-------- Extracted entries --------

PR #4029, opened 2019-03-01
Fix realm attribute on machine authentication

fdurand:
# Description
In the case of a machine authentication PacketFence detect the realm in multidomain but never set the realm in the radius request.
Used unlang do detect machine authentication and set the realm

# Impacts
- RADIUS authorize workflow

# Delete branch after merge
YES

# Checklist
- [ ] Document the feature
- [ ] Add unit tests

# NEWS file entries
## Bug Fixes
* Set the realm in the radius request when it's machine authentication

### DIFF
--- a/conf/radiusd/packetfence-tunnel.example
+++ b/conf/radiusd/packetfence-tunnel.example
@@ -20,13 +20,14 @@ server packetfence-tunnel {
 #  Make *sure* that 'preprocess' comes before any realm if you
 #  need to setup hints for the remote radius server
 authorize {
-    # TTLS does not send an EAP-Message to be parsed so the eap module
-    # cannot assign the EAP-Type
-    if ( outer.EAP-Type == TTLS) {
-        update request {
-            &EAP-Type := TTLS
-        }
+  # TTLS does not send an EAP-Message to be parsed so the eap module
+  # cannot assign the EAP-Type
+  if ( outer.EAP-Type == TTLS) {
+    update request {
+      &EAP-Type := TTLS
     }
+  }
+  packetfence-set-realm-if-machine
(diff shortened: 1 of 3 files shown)


conf/radiusd/packetfence.example
```diff
@@ -25,6 +25,7 @@ authorize {
 		&control:PacketFence-Request-Time := 0
 		&control:Load-Balance-Key := "%{Calling-Station-ID} %{User-Name}"
 	}
+	packetfence-set-realm-if-machine
```
julsemaan, line 28: Do we need to do this in the inner as well since technically the username in the inner could be different

fdurand: It will cover really rare cases but we can add it.

fdurand:
Bump

extrafu:
@julsemaan Review and merge

conf/radiusd/packetfence-tunnel.example
```diff
@@ -20,13 +20,14 @@ server packetfence-tunnel {
 #  Make *sure* that 'preprocess' comes before any realm if you
 #  need to setup hints for the remote radius server
 authorize {
-    # TTLS does not send an EAP-Message to be parsed so the eap module
-    # cannot assign the EAP-Type
-    if ( outer.EAP-Type == TTLS) {
-        update request {
-            &EAP-Type := TTLS
-        }
+  # TTLS does not send an EAP-Message to be parsed so the eap module
```
julsemaan: Just fix the indentation here so it matches the rest of the authorize section and I'll merge

fdurand: Fixaide

Issue #4049, opened 2019-03-12
Use Unicode characters like Chinese/Arabic not are not correctly shown in web admin


amiirrmm:
Hi

I am using ZEN vm version. I get my users and authentication from my active directory and in the AD my users have Unicode characters.   It is not correctly shown in web admin and maybe in the database. Is there any solution to this problem now or in the future? 

![Capture](https://user-images.githubusercontent.com/45257636/54189460-18658d80-44c7-11e9-8de7-1eb48a671e04.JPG)

julsemaan:
@jrouzierinverse 

Do you recall working on supporting different encodings when fetching users via LDAP?

I thought it was already addressed but that may just be my memory failing me

jrouzierinverse:
Bad memory
![](https://media.giphy.com/media/mYttD81qQ6vLi/giphy.gif)

amiirrmm:
So this is a bug, or at least a feature request, please.

Is there any temporary solution to this until an official fix ?

julsemaan:
That would be a feature request if it has never been part of PF

Will mark it for 9.1 and we'll see about addressing this in a future R&D meeting

PR #4075, opened 2019-03-17
BugFixes&&NewFeatures

simbazad:
# Description
BugFixes && New Features

# Impacts

# Delete branch after merge

YES

## Bug Fixes

* Issue with Unicode  (#4049)
* Issue with Nessus (api not available https://www.tenable.com/blog/a-clarification-about-nessus-professional) Nessus > 7 disabled create_scan api --- In REST_M.pm i've added routine "get_token" to extract the X-API UUID so we can use it to access the create_Scan api.
* Issue with the wmi tab never working - Fixed - check notes on the relevant commits.
* Issue with multiple scan engines never executed -- Fixed -  check notes on the relevant commits.
* Issue with " scan on registration " never starts -- Fixed
* More minor issues ...

### DIFF
--- a/db/pf-schema-X.Y.Z.sql
+++ b/db/pf-schema-X.Y.Z.sql
@@ -52,7 +52,7 @@ CREATE TABLE class (
   delay_by int(11) NOT NULL default 0,
   external_command varchar(255) DEFAULT NULL,
   PRIMARY KEY (security_event_id)
-) ENGINE=InnoDB;
+) ENGINE=InnoDB CHARACTER SET utf8mb4 COLLATE utf8mb4_unicode_ci;
 
 --
 -- Table structure for table `person`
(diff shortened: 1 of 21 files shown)


jrouzierinverse:
To make easier please separate these into distinct pull requests per feature and fix.

simbazad:
@jrouzierinverse Rearranging those commits to separates pull request is a bit of an hassle , just tag me here again if it's necessary nonetheless

db/pf-schema-X.Y.Z.sql
```diff
@@ -52,7 +52,7 @@ CREATE TABLE class (
   delay_by int(11) NOT NULL default 0,
   external_command varchar(255) DEFAULT NULL,
   PRIMARY KEY (security_event_id)
-) ENGINE=InnoDB;
+) ENGINE=InnoDB CHARACTER SET utf8mb4 COLLATE utf8mb4_unicode_ci;
```
julsemaan, line 55: To anybody from @inverse-inc thinking of merging this PR, this will require internal discussions on the modifcation of the encoding of the database since this has very large concequences (external DBs, upgrade of existing databases, code that relies on a specific encoding)

julsemaan (changes requested):

jrouzierinverse:
As @julsemaan mentioned changing the database encoding could cause other issues and should be tested thoroughly.

This is why I would prefer to have the features/fixes in different branches.
So we can test each change before merging to ensure the changes that work get in quickly.

extrafu:
I agree with @jrouzierinverse . There's NO WAY your PR will ever get merged like this with a bunch of non-related fixes and features wrapped in a single PR.

simbazad:
@jrouzierinverse @extrafu  Done

PR #4079, opened 2019-03-18
Randomize the key balanced 

fdurand:
# Description
Randomize the key balanced calculation algorithm.
Let's say you have 1 internal server that proxy to 2 radius server then proxy to 2 others then with the modulo calculation the first proxy servers will always send the request to an only one server.
This code will allow to randomize the KeyBalanced attribute to load-balance (50/50) to the next servers.

# Impacts
Radius Proxy flow

# Delete branch after merge
YES

# Checklist
- [ ] Document the feature
- [ ] Add unit tests

# NEWS file entries

## Enhancements
* Randomize KeyBalanced to randomize the load balance in Freeradius Proxy.

### DIFF
--- a/conf/documentation.conf
+++ b/conf/documentation.conf
@@ -1607,6 +1607,13 @@ description=<<EOT
 Treat OCSP response errors as 'soft' failures and still accept the certificate.
 EOT
 
+[radius_configuration.forward_key_balanced]
+type=toggle
+options=enabled|disabled
+description=<<EOT
+Send in the proxy request the attribute PacketFence-KeyBalanced to randomize the load balance in the next PacketFence RADIUS server
+EOT
+
 [pfdhcp.ip2mac_lookup]
 type=toggle
 options=enabled|disabled
--- a/conf/documentation.conf
+++ b/conf/documentation.conf
@@ -1611,7 +1611,8 @@ EOT
 type=toggle
 options=enabled|disabled
 description=<<EOT
-Send in the proxy request the attribute PacketFence-KeyBalanced to randomize the load balance in the next PacketFence RADIUS server
+Send in the proxy request the attribute PacketFence-KeyBalanced to randomize the load balance in the next PacketFence RADIUS server.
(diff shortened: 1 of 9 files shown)


conf/pf.conf.defaults
```diff
@@ -1155,6 +1155,11 @@ normalize_radius_machine_auth_username=disabled
 # Which attributes to use to get the username from a RADIUS request
 # The order of the attributes are listed in this configuration parameter is followed while performing the lookup
 username_attributes=PacketFence-UserNameAttribute,TLS-Client-Cert-Subject-Alt-Name-Upn,TLS-Client-Cert-Common-Name,User-Name
+#
+# radius_configuration.forward_key_balanced
+#
+# Send in the proxy request the attribute PacketFence-KeyBalanced to randomize the load balance in the next PacketFence RADIUS server
+PacketFence-KeyBalanced=disabled
```
julsemaan: That parameter name doesn't follow the convention in pf.conf.defaults

And also, not the same name as in documentation.conf (which is fine there)

jrouzierinverse:
Was this tested?

fdurand:
Not in production

jrouzierinverse:
Let's move to 9.1?

extrafu:
I think we can move it to v9.1 and assess later if we have time to get it into v9.

fdurand:
Bump

conf/documentation.conf
```diff
@@ -1607,6 +1607,13 @@ description=<<EOT
 Treat OCSP response errors as 'soft' failures and still accept the certificate.
 EOT
 
+[radius_configuration.forward_key_balanced]
+type=toggle
+options=enabled|disabled
+description=<<EOT
+Send in the proxy request the attribute PacketFence-KeyBalanced to randomize the load balance in the next PacketFence RADIUS server
```
julsemaan: Can you just add a brief description to explain the benefit of using that attribute like:
"Used to ensure requests are balanced when they come from @lzammit's sandwich"

PR #4080, opened 2019-03-18
New Nessus Support

simbazad:
# Description
Support for Nessus > 7

# Issue
Issue with Nessus (api not available https://www.tenable.com/blog/a-clarification-about-nessus-professional) Nessus > 7 disabled create_scan api --- In REST_M.pm i've added routine "get_token" to extract the X-API UUID so we can use it to access the create_Scan api.
# Delete branch after merge
(REQUIRED)
YES | NO

### DIFF
--- a/lib/pf/scan/nessus6.pm
+++ b/lib/pf/scan/nessus6.pm
@@ -26,7 +26,7 @@ use pf::util;
 use pf::node;
 use pf::constants qw($TRUE $FALSE);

--------

Exercise description
Within the lines above, find those holding the word "when" and copy them.

Solution to this exercise
* Set the realm in the radius request when it's machine authentication
Do you recall working on supporting different encodings when fetching users via LDAP?
"Used to ensure requests are balanced when they come from @lzammit's sandwich"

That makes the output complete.